According to some industry executives closely following PhonePe’s strategy, the fintech firm is only targeting small merchants—those with a turnover in the region of 5 lakh—with such tempting offers. According to one merchant Mint spoke to, the 0% TDR offer does come with certain terms and conditions. For instance, the offer is valid for the first 1 lakh worth of transactions.

In response to a detailed query from Mint, a PhonePe spokesperson stated: “PhonePe had plans to launch a full-fledged payment aggregator offering and the embargo on other players did not change our roadmap in any way. We are targeting the entire gamut of merchants right from enterprises to MSMEs (micro small and medium enterprises) for this offering. As a part of enabling MSMEs to start accepting digital payments in a seamless manner, we may run offers in a time-bound manner and will continue doing so, depending on business needs."

Data games

Let’s dive into the other services PhonePe has started offering recently.

In April this year, the fintech firm launched digital lending pilots for merchants and in June, it launched a merchant lending marketplace. During its pilot, about 20,000 loans were processed—the company claimed that it achieved an annual loan disbursal rate of 1,000 crore. In August, PhonePe entered the stock broking market with a new app called Share.Market.

A top executive from a payments company Mint spoke to believes that for PhonePe, diversifying into stocks, mutual funds and insurance makes more sense as the margins are more lucrative. But the payment aggregator business is an important piece of the whole diversification puzzle. How so?

Because the payments business is a customer acquisition strategy.

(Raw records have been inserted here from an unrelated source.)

PR #9032, opened 2026-01-15
fix race condition AND add type check FOR admin rebuild feature

feiyang3cat:
## What changed?
(1) fix race condition: wrap all read/writes of execution/ctx within ctx lock
(2) only rebuild the workflow archetype + only rebuild when versionHistory not empty

## Why?
(1) it is a bug
(2) it is other archetypes have no events to be rebuilt

## How did you test it?
- [x] built
- [x] added new unit test(s)

### DIFF
--- a/service/history/workflow_rebuilder.go
+++ b/service/history/workflow_rebuilder.go
@@ -132,18 +132,15 @@ func (r *workflowRebuilderImpl) rebuildableCheck(
 	}
 
 	// check2: check if the current version history is empty
+	checkErr = serviceerror.NewInvalidArgument("version histories is nil, cannot be rebuilt")
 	if mutableState.ExecutionInfo == nil || mutableState.ExecutionInfo.VersionHistories == nil {
-		return serviceerror.NewInvalidArgument("version histories is nil, cannot be rebuilt")
+		return checkErr
 	}
-	currentVersionHistory, err := versionhistory.GetCurrentVersionHistory(mutableState.ExecutionInfo.VersionHistories)
+	isEmpty, err := versionhistory.IsCurrentVersionHistoryEmpty(mutableState.ExecutionInfo.VersionHistories)
 	if err != nil {
 		return err
 	}
-	if currentVersionHistory == nil {
-		return serviceerror.NewInvalidArgument("current version history is nil, cannot be rebuilt")
-	}
-	checkErr = serviceerror.NewInvalidArgument("current version history is empty, cannot be rebuilt")
-	if versionhistory.IsEmptyVersionHistory(currentVersionHistory) {
+	if isEmpty {
 		return checkErr
 	}
 
--- a/tests/admin_test.go
+++ b/tests/admin_test.go
@@ -15,6 +15,7 @@ import (
 	"go.temporal.io/server/chasm"
 	"go.temporal.io/server/common/dynamicconfig"
 	"go.temporal.io/server/common/primitives/timestamp"
+	"go.temporal.io/server/common/testing/testvars"
 	"go.temporal.io/server/tests/testcore"
 )
 
@@ -35,7 +36,7 @@ func (s *AdminTestSuite) SetupSuite() {
 }
 
 func (s *AdminTestSuite) TestAdminRebuildMutableState_ChasmDisabled() {
-	rebuildMutableStateWorkflowHelper(s.testContext, &s.FunctionalTestBase, false)
+	rebuildMutableStateWorkflowHelper(s, false)
 }
 
 func (s *AdminTestSuite) TestAdminRebuildMutableState_ChasmEnabled() {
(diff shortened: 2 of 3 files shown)


service/history/workflow_rebuilder.go
```diff
@@ -104,6 +105,52 @@ func (r *workflowRebuilderImpl) rebuild(
...
+	if err != nil {
+		return err
+	}
+	if currentVersionHistory == nil {
+		return serviceerror.NewInvalidArgument("current version history is nil, cannot be rebuilt")
+	}
+	checkErr = serviceerror.NewInvalidArgument("current version history is empty, cannot be rebuilt")
+	if versionhistory.IsEmptyVersionHistory(currentVersionHistory) {
+		return checkErr
+	}
```
yycptt: nit: there's also a IsCurrentVersionHistoryEmpty function you can use directly

tests/admin_test.go
```diff
@@ -42,13 +65,13 @@ func (s *AdminTestSuite) TestAdminRebuildMutableState() {
 
 	s.Worker().RegisterWorkflow(workflowFn)
 
-	workflowID := "functional-admin-rebuild-mutable-state-test"
+	workflowID := "functional-admin-rebuild-mutable-state-test-" + testcore.RandomizeStr("wf")
```
yycptt: nit: testvar.Any().String() can help with this I think.

tests/admin_test.go
```diff
@@ -42,13 +65,13 @@ func (s *AdminTestSuite) TestAdminRebuildMutableState() {
...
 	workflowOptions := sdkclient.StartWorkflowOptions{
 		ID:                 workflowID,
 		TaskQueue:          s.TaskQueue(),
 		WorkflowRunTimeout: 20 * time.Second,
 	}
-	ctx, cancel := context.WithTimeout(context.Background(), 30*time.Second)
+	ctx, cancel := context.WithTimeout(ctx, 30*time.Second)
```
yycptt: nit: I guess this one can just be the default s.testContext.

tests/admin_test.go
```diff
@@ -77,6 +100,14 @@ func (s *AdminTestSuite) TestAdminRebuildMutableState() {
 		})
 		s.NoError(err)
 		if response1.DatabaseMutableState.ExecutionInfo.StateTransitionCount == 3 {
+			// Note: ChasmNodes may be empty even with CHASM enabled, so we only check if the rebuild can be performed,
+			// and not checking whether it is rebuildable because ChasmNodes are present.
+			if testWithChasm {
+				s.T().Logf("CHASM is enabled and workflow has ChasmNodes (new format)")
+				// s.NotEmpty(response1.DatabaseMutableState.ChasmNodes, "CHASM-enabled workflows should have ChasmNodes")
```
yycptt: we can remove those?

tests/chasm_test.go
```diff
@@ -719,4 +717,38 @@ func (s *ChasmTestSuite) TestTaskQueuePreallocatedSearchAttribute() {
...
+	archetype, _ := s.FunctionalTestBase.GetTestCluster().Host().GetCHASMRegistry().ComponentFqnByID(archetypeID)
+	s.NotEqual(archetype, chasm.WorkflowArchetype, "Archetype should not be the workflow archetype")
+
+	_, err = s.AdminClient().RebuildMutableState(testcore.NewContext(), &adminservice.RebuildMutableStateRequest{
+		Namespace: s.Namespace().String(),
+		Execution: &commonpb.WorkflowExecution{
+			WorkflowId: storeID,
+		},
+	})
+	s.Error(err, "RebuildMutableState should fail for non-workflow executions")
```
yycptt: nit: verify the error type is actually InvalidArgument.

yycptt (approved):

tests/chasm_test.go
```diff
@@ -746,9 +771,10 @@ func (s *ChasmTestSuite) TestMutableStateRebuilder() {
 		Namespace: s.Namespace().String(),
 		Execution: &commonpb.WorkflowExecution{
 			WorkflowId: storeID,
+			RunId:      runID,
```
feiyang3cat, line 774: my finding in local test is that if I don't put runID, wtCache returns workflow not found err

maki3cat: @yycptt

yycptt: yeah because there's no workflow with WorkflowID == storeID.

I guess we can argue there's no workflow with runID == storeID, so should also return a NotFound in that case from wfCache / persistency layer, that's a more involved change though, let me track this and we can try fix it later.

The rebuild implementation is specific since it's not using ctx.LoadMutableState() method like all other places. Inside LoadMutableState there's a archetype check and will return NotFound if the loaded ms doesn't have the right archetype. so we should already have consistency in most places.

“Being a payment aggregator, you can monetize your payments but being just an UPI app, you can’t at all. In that sense, more money can be made by becoming an aggregator. But, still, the margin is thin," another executive, who is working closely on PhonePe’s fintech strategy, said. “Higher margin can be generated when you add more products on top of the aggregation business, especially credit," the executive added. Both the executives quoted above didn’t want to be identified.

Once PhonePe builds a large online merchant base through the payment aggregator business, the data it generates can be helpful in building a lending business.

This strategy sounds good in theory but carries risks that can upset the applecart.

Not a cakewalk

With the top four payment aggregators being barred from onboarding new merchants, PhonePe has less competition as of now. Nonetheless, these companies would make a comeback at some point. PhonePe, therefore, may not have much time to establish itself in the business.

“All the four companies are constantly in talks with the regulator. The RBI will have to take some action since it will start impacting all of us," a top official from one of the barred companies said, declining to be identified.

Apart from PhonePe, Infibeam and Billdesk are also trying to grab the share of small and mid-sized merchants for its payment aggregator businesses.

Infibeam (popularly known as CCAvenue), which offers digital payment solutions and enterprise software, has witnessed record growth in the last few quarters. In 2022-23, Infibeam’s topline grew 56% to 2,033 crore on the back of client additions. The BSE-listed entity claims that it is adding over 9,000 merchants on a daily basis and for the first time, crossed the 10 million-mark by June-end. Billdesk, which has a monopoly in the large merchant segment and the government sector, has recently turned its attention towards smaller businesses.

However, the co-founder of another top payment aggregator believes that the ban on the top four players has made no difference in the market. “First, the number of good merchants is limited. Second, no matter how many merchants these payment aggregators claim, the base of the transacting merchants is small," he said.

PhonePe surely has the money muscle. But flexing it alone wouldn’t work in the aggregator business. Apart from operational bottlenecks, the regulatory scrutiny could make it tougher for the new players to gain ground, going ahead.